=== Begin Enclosure ===
PR #303, opened 2020-10-14
fix: correcting metadata and decision payload

pawels-optimizely:
Summary
-------
- fixing metadata and decision payload

### DIFF
--- a/optimizely/event/event_factory.py
+++ b/optimizely/event/event_factory.py
@@ -89,10 +89,20 @@ class EventFactory(object):
     """
 
         if isinstance(event, user_event.ImpressionEvent):
-            metadata = payload.Metadata(event.flag_key, event.rule_key, event.rule_type, event.variation.key)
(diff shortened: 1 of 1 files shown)


optimizely/event/event_factory.py
```diff
@@ -89,10 +89,20 @@ def _create_visitor(cls, event, logger):
     """
 
         if isinstance(event, user_event.ImpressionEvent):
-            metadata = payload.Metadata(event.flag_key, event.rule_key, event.rule_type, event.variation.key)
-            decision = payload.Decision(event.experiment.layerId, event.experiment.id, event.variation.id, metadata)
+            experiment_layerId, experiment_id, variation_id, variation_key = '', '', '', ''
```
msohailhussain, line 92: `experiment_layer_id` or `experiment_layerid`

msohailhussain (approved):
lgtm

optimizely/event/event_factory.py
pawels-optimizely: yeah, I thought about it, but we already have  event.experiment.layerId

PR #305, opened 2020-11-09
feat: add user context

thomaszurkan-optimizely:
Summary
-------

- Added user context and create off of optimizely.  Added unit tests as well.

Test plan
---------
Unit tests added

### DIFF
--- a/optimizely/user_context.py
+++ b/optimizely/user_context.py
@@ -1,0 +1,84 @@
+#
+#    Copyright 2020, Optimizely and contributors
+#
+#    Licensed under the Apache License, Version 2.0 (the "License");
+#    you may not use this file except in compliance with the License.
+#    You may obtain a copy of the License at
+#
+#        http://www.apache.org/licenses/LICENSE-2.0
+#
+#    Unless required by applicable law or agreed to in writing, software
+#    distributed under the License is distributed on an "AS IS" BASIS,
+#    WITHOUT WARRANTIES OR CONDITIONS OF ANY KIND, either express or implied.
+#    See the License for the specific language governing permissions and
+#    limitations under the License.
+#
+
+
+class UserContext(object):
+    """
+    Representation of an Optimizely User Context using which APIs are to be called.
+    """
+
+    def __init__(self, optimizely_client, user_id, user_attributes=None):
+        """ Create an instance of the Optimizely User Context.
+
+        Args:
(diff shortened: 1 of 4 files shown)


tests/test_user_context.py
```diff
@@ -0,0 +1,34 @@
+# Copyright 2019, Optimizely
```
aliabbasrizvi, line 1: 2020

optimizely/user_context.py
```diff
@@ -0,0 +1,84 @@
+#
```
aliabbasrizvi, line 1: Omit this line.

optimizely/user_context.py
```diff
@@ -0,0 +1,83 @@
...
+        """
+        sets a attribute by key for this user context.
+        Args:
+          attribute_key: key to use for attribute
+          attribute_value: attribute value
+
+        Returns:
+        None
+        """
+        self.user_attributes[attribute_key] = attribute_value
```
jaeopt, line 48: Can we add a mutex control for attributes read/write?  
"setAttributes" and attribute -reading for decide can happen in other threads. See C#-sdk as a good reference (https://github.com/optimizely/csharp-sdk/pull/253)

tests/test_user_context.py
```diff
@@ -0,0 +1,34 @@
...
+        """
+        tests user context creating and attributes
+        """
+        uc = UserContext(self.optimizely, "test_user")
+        self.assertEqual(uc.user_attributes, {}, "should have created default empty")
+        self.assertEqual(uc.user_id, "test_user", "should have same user id")
+        uc.set_attribute("key", "value")
+        self.assertEqual(uc.user_attributes["key"], "value", "should have added attribute")
+        uc.set_attribute("key", "value2")
+        self.assertEqual(uc.user_attributes["key"], "value2", "should have new attribute")
```
jaeopt, line 34: Can we have more tests:
- construct with non-empty attributes
- setAttribute can override the init attributes
- attributes not changed once constructed when the caller copy is updated

jaeopt (changes requested):
Looks good. 
Should add mutex control for attributes. More tests suggested.

tests/test_user_context.py
oakbani: Done in 314

jaeopt:
Merged with #309

PR #312, opened 2021-01-12
feat: clone user context

ozayr-zaviar:
Summary
-------
-  `clone()` added in user_context to clone user_context and passed in `decide`, `decide_for_keys`and `decide_all` as argument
=== End Enclosure ===
Return every line of the entries above that the string "empty" appears in.

## Written solution
+        self.assertEqual(uc.user_attributes, {}, "should have created default empty")
- construct with non-empty attributes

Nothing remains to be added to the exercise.